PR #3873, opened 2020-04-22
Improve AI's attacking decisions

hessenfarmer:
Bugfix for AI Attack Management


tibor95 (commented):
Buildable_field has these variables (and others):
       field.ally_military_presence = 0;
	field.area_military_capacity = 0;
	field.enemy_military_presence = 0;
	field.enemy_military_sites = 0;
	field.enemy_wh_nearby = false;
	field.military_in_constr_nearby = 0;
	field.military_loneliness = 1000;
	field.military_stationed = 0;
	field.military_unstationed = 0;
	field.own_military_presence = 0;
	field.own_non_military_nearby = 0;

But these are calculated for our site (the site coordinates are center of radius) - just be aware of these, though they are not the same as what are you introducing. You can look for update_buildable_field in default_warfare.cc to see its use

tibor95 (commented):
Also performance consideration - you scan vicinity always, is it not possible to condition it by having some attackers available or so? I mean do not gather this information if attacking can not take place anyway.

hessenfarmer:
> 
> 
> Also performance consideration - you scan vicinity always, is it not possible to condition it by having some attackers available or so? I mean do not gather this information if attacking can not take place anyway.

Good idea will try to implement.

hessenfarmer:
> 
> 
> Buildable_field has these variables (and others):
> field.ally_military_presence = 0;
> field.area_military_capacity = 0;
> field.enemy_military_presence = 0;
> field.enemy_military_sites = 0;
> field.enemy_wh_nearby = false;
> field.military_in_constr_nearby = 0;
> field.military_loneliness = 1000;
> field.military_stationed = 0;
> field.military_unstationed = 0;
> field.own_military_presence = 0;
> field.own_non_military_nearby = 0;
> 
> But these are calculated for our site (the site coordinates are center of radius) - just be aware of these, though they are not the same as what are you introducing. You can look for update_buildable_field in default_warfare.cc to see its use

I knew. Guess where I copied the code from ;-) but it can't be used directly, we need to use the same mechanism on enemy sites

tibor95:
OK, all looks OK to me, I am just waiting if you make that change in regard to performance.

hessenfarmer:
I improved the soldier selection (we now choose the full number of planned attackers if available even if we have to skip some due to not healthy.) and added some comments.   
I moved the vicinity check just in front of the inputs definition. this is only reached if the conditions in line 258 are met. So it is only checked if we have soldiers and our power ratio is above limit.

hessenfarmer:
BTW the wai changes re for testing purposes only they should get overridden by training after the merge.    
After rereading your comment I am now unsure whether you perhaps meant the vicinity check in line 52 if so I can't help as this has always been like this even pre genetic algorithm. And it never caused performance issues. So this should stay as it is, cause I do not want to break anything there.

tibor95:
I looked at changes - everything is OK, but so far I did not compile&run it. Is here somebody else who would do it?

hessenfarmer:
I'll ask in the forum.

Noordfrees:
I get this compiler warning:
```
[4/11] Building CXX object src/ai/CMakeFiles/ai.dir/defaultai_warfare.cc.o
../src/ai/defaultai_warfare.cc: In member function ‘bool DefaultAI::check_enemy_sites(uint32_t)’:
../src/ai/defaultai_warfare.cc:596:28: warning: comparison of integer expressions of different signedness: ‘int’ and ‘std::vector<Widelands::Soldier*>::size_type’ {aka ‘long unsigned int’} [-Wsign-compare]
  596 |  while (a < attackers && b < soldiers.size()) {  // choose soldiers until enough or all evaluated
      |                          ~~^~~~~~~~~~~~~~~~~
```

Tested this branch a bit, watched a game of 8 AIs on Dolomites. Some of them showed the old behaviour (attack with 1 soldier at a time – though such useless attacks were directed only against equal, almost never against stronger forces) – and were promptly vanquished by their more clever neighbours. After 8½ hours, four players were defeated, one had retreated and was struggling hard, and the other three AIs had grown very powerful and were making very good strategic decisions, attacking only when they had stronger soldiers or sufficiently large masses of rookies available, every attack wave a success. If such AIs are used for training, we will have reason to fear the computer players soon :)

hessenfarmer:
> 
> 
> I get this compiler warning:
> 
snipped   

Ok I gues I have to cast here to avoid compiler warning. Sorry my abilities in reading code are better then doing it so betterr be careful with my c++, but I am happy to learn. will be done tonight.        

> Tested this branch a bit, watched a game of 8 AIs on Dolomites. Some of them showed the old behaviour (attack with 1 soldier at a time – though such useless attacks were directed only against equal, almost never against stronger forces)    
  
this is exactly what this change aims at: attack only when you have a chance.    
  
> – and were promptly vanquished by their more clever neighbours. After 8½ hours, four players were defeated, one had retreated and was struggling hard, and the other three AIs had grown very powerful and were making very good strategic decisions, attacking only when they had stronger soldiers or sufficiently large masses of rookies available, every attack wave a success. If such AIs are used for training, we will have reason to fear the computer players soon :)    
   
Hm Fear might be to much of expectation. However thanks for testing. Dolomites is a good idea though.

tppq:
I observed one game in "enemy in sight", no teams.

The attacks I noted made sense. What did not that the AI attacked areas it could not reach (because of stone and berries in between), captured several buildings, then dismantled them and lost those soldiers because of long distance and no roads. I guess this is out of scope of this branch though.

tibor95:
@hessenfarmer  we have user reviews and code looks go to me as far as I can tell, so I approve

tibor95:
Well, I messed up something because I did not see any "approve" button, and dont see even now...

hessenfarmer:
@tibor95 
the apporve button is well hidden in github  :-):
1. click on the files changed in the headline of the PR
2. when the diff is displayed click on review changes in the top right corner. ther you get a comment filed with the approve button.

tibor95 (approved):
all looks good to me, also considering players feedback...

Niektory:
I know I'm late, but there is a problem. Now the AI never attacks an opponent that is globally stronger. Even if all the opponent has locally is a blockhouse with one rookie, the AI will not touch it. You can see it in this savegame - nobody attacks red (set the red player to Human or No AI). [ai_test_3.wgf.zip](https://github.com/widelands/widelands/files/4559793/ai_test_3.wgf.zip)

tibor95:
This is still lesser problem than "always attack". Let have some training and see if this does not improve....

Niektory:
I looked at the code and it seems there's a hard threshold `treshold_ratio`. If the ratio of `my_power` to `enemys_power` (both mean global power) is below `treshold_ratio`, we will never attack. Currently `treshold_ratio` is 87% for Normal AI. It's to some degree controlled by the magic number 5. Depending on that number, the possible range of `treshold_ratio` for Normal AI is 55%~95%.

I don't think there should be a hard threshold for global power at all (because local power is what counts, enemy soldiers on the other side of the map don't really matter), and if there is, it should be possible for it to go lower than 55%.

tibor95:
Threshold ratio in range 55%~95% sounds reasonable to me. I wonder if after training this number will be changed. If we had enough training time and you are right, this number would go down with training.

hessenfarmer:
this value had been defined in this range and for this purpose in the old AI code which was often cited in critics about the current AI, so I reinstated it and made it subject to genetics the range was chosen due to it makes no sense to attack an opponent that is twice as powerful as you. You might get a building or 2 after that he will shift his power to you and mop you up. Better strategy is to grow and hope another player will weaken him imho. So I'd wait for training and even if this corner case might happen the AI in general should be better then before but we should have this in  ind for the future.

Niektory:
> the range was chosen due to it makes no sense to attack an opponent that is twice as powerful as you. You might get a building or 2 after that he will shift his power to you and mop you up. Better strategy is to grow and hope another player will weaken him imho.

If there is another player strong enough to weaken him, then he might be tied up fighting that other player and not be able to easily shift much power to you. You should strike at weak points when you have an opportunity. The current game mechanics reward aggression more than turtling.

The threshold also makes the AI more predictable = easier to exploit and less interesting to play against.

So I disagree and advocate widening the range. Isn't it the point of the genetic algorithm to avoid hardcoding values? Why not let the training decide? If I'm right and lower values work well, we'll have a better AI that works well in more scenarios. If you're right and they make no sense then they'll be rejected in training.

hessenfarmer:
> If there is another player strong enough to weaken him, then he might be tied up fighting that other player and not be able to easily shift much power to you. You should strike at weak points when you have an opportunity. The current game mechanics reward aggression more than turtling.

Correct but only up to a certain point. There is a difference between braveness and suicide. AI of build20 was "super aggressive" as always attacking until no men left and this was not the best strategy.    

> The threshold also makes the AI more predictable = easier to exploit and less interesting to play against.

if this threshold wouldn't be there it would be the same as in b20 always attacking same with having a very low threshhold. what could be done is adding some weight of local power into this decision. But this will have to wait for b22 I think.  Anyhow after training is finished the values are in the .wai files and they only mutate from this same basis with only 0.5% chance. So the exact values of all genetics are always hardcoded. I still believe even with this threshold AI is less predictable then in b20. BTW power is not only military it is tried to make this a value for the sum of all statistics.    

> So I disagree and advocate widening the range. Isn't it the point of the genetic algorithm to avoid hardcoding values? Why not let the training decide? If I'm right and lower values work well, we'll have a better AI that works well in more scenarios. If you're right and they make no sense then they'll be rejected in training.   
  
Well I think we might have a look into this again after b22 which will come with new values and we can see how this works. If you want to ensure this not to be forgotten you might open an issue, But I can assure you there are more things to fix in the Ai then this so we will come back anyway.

○ ○ ○ ○ ○ ○ ○

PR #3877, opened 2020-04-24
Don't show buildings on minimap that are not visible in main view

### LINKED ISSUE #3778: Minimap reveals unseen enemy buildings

○ ○ ○ ○ ○ ○ ○

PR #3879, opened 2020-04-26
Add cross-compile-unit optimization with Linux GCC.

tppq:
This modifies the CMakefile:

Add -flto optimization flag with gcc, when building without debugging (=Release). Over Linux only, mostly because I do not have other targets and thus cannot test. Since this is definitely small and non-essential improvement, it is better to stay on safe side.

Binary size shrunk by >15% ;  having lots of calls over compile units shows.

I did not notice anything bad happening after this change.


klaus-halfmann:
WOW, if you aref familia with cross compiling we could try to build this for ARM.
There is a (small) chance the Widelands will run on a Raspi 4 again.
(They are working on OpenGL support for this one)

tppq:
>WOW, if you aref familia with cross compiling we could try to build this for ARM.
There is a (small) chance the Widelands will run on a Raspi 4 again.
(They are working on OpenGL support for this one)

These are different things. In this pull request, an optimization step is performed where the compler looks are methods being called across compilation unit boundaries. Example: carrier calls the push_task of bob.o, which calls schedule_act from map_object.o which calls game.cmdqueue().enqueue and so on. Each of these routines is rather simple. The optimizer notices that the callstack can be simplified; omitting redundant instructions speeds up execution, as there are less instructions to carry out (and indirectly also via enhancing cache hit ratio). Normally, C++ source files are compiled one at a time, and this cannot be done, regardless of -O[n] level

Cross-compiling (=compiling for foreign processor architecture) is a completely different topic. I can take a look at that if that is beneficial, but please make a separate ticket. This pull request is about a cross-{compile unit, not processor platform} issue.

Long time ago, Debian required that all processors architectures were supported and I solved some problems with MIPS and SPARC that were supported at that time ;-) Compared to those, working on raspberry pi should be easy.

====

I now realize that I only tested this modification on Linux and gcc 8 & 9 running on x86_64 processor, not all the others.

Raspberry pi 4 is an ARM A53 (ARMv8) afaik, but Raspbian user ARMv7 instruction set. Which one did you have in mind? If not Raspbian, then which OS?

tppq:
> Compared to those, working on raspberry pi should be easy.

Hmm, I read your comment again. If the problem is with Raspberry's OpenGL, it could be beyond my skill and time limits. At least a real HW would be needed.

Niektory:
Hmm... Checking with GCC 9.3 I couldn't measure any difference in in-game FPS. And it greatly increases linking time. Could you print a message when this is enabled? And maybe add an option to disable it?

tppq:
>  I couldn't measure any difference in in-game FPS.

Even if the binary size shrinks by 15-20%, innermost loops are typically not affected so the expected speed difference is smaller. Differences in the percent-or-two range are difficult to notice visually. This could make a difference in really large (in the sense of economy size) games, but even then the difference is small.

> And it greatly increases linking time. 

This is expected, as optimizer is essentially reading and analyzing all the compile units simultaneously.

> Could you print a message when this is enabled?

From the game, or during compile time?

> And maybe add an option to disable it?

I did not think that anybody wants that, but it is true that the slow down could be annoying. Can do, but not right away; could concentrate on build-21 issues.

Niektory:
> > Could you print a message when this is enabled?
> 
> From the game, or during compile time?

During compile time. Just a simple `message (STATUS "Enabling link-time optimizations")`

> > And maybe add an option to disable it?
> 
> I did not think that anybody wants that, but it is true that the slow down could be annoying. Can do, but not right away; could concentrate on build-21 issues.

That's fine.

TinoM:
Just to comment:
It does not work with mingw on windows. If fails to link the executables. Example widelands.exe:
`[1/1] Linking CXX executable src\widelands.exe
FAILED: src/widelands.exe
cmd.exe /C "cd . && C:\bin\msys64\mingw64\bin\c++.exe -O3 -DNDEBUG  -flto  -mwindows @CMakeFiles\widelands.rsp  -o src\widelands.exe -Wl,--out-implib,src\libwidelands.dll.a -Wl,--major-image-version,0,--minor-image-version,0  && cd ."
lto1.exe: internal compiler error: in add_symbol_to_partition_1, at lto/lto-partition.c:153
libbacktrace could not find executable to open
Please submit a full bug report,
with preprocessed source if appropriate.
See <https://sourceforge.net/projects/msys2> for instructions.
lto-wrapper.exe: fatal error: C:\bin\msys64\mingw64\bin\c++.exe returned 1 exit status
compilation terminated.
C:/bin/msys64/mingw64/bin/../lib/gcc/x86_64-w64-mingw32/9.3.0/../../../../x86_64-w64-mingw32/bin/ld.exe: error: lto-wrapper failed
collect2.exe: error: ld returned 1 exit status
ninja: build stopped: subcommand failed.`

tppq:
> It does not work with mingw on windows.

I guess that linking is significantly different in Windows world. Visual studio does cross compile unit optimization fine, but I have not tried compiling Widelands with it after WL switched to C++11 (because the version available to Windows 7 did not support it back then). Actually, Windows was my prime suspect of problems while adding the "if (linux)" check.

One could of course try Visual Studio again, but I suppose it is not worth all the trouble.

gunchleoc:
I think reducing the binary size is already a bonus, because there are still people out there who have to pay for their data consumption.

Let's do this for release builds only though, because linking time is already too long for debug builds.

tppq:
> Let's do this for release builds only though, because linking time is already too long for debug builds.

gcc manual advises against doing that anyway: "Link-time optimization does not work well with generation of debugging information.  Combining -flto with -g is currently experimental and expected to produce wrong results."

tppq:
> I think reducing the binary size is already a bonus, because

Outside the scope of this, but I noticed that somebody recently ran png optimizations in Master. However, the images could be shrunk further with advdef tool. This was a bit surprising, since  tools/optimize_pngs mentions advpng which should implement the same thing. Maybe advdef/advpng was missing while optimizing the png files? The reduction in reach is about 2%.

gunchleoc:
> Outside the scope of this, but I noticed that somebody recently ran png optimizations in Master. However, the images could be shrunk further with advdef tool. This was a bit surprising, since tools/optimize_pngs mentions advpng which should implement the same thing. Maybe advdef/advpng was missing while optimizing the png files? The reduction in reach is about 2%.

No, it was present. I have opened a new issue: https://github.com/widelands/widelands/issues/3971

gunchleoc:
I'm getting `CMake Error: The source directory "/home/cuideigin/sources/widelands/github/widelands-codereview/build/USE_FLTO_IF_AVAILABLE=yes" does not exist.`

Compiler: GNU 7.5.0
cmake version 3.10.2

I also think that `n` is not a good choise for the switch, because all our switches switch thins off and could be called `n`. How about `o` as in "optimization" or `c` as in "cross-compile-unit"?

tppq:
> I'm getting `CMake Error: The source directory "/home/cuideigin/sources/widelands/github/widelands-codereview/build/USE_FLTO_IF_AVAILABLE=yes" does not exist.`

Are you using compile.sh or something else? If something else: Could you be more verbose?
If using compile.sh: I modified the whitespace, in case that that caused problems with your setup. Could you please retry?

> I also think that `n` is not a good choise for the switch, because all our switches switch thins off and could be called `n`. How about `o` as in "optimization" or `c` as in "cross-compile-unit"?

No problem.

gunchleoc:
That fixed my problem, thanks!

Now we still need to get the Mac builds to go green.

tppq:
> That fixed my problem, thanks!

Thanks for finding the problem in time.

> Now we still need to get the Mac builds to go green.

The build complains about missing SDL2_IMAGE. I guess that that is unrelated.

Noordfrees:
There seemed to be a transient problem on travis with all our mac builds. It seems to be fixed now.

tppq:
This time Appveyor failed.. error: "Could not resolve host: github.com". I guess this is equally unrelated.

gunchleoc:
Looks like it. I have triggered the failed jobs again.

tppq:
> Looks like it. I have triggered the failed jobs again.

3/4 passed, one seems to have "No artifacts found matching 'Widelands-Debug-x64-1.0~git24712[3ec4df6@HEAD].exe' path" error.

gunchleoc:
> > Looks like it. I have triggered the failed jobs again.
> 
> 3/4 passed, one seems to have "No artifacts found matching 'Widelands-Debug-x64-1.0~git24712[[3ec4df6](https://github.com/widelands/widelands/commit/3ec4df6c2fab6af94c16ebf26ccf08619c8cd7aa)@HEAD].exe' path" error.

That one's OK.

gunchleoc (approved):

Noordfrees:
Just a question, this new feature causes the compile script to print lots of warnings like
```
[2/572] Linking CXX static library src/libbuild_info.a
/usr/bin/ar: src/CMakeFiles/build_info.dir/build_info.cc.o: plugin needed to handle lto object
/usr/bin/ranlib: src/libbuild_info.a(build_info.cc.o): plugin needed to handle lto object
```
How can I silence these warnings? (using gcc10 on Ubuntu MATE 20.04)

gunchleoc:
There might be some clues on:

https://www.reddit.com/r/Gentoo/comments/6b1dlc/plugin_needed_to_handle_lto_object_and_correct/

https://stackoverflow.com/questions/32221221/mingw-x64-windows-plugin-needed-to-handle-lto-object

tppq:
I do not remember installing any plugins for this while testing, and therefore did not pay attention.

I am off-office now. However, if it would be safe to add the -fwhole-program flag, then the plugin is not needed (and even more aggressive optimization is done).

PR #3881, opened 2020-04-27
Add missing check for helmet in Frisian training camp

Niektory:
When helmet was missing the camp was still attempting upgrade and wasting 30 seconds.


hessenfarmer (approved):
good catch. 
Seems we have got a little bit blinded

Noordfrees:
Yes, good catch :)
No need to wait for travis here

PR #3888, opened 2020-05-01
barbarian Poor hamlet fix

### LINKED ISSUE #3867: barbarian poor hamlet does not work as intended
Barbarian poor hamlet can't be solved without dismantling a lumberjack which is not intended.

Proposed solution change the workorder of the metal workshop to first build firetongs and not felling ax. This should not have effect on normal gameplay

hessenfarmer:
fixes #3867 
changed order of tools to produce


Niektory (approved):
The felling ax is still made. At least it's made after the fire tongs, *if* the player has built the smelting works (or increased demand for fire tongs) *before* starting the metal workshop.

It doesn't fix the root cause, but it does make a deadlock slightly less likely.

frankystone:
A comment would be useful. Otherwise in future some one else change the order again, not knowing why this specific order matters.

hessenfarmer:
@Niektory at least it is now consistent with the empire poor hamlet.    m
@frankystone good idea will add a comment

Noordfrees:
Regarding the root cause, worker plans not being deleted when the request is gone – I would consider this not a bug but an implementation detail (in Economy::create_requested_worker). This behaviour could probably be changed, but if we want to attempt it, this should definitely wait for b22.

○ ○ ○ ○ ○ ○ ○

> What is expected: Scan the entries above for the word "something", then copy every line in which it occurs.

> Completed exercise:
Well, I messed up something because I did not see any "approve" button, and dont see even now...
Are you using compile.sh or something else? If something else: Could you be more verbose?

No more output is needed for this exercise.